Task description →
Copy, word for word, each line of the data below from the first through the line containing "- **Line ~2491**", and stop there.

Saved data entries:
**********
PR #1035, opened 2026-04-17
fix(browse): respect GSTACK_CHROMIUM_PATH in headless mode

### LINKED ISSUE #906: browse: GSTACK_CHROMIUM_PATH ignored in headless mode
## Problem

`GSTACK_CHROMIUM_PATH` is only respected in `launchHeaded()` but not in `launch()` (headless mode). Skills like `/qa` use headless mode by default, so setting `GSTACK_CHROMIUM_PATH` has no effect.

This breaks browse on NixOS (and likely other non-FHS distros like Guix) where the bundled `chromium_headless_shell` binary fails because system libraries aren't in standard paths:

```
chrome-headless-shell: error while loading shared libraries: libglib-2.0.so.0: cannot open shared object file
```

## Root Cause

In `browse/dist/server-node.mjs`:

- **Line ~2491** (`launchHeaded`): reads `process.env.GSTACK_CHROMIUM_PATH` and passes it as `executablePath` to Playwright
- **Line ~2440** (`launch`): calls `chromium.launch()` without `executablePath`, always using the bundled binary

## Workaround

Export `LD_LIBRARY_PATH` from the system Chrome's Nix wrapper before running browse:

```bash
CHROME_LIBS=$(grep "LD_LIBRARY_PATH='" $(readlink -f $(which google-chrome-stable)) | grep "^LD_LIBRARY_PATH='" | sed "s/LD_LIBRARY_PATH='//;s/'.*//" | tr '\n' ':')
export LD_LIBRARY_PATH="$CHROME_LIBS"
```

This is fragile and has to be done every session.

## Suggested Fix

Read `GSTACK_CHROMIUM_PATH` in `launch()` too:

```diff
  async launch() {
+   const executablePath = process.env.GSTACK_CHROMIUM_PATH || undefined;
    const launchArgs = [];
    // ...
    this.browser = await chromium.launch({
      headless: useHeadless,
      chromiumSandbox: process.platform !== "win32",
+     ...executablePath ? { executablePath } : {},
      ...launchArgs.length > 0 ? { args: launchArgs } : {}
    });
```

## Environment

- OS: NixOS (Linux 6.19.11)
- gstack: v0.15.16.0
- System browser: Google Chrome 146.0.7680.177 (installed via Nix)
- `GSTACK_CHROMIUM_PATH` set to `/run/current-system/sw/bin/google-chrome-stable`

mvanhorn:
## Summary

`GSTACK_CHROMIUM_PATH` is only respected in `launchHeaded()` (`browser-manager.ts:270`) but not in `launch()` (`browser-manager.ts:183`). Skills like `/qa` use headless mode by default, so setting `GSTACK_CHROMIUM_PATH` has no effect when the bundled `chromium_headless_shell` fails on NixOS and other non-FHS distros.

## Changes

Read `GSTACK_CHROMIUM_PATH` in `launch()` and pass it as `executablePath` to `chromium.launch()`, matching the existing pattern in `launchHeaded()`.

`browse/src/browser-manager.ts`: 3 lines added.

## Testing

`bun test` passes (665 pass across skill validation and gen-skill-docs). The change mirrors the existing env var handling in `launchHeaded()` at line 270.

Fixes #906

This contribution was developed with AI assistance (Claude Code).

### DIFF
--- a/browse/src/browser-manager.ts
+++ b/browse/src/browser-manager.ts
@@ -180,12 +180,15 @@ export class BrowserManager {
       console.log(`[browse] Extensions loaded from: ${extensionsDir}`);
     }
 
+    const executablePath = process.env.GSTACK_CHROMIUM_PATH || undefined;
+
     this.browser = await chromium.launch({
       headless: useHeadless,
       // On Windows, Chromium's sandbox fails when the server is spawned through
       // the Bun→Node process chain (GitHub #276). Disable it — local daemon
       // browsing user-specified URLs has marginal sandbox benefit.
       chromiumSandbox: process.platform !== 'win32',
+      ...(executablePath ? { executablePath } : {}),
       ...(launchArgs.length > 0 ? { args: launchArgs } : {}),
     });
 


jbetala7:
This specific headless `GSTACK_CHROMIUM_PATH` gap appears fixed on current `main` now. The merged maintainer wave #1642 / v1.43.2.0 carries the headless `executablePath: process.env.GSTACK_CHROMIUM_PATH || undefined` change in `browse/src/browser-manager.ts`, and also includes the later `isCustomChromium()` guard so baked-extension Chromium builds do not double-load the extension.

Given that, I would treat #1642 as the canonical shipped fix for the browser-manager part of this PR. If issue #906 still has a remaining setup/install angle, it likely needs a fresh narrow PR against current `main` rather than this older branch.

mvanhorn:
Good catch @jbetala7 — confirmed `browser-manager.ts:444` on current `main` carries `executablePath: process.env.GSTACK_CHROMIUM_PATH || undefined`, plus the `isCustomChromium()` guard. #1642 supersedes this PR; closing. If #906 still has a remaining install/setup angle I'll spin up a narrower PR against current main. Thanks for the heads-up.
**********
Answer to this task →
PR #1035, opened 2026-04-17
fix(browse): respect GSTACK_CHROMIUM_PATH in headless mode

### LINKED ISSUE #906: browse: GSTACK_CHROMIUM_PATH ignored in headless mode
## Problem

`GSTACK_CHROMIUM_PATH` is only respected in `launchHeaded()` but not in `launch()` (headless mode). Skills like `/qa` use headless mode by default, so setting `GSTACK_CHROMIUM_PATH` has no effect.

This breaks browse on NixOS (and likely other non-FHS distros like Guix) where the bundled `chromium_headless_shell` binary fails because system libraries aren't in standard paths:

```
chrome-headless-shell: error while loading shared libraries: libglib-2.0.so.0: cannot open shared object file
```

## Root Cause

In `browse/dist/server-node.mjs`:

- **Line ~2491** (`launchHeaded`): reads `process.env.GSTACK_CHROMIUM_PATH` and passes it as `executablePath` to Playwright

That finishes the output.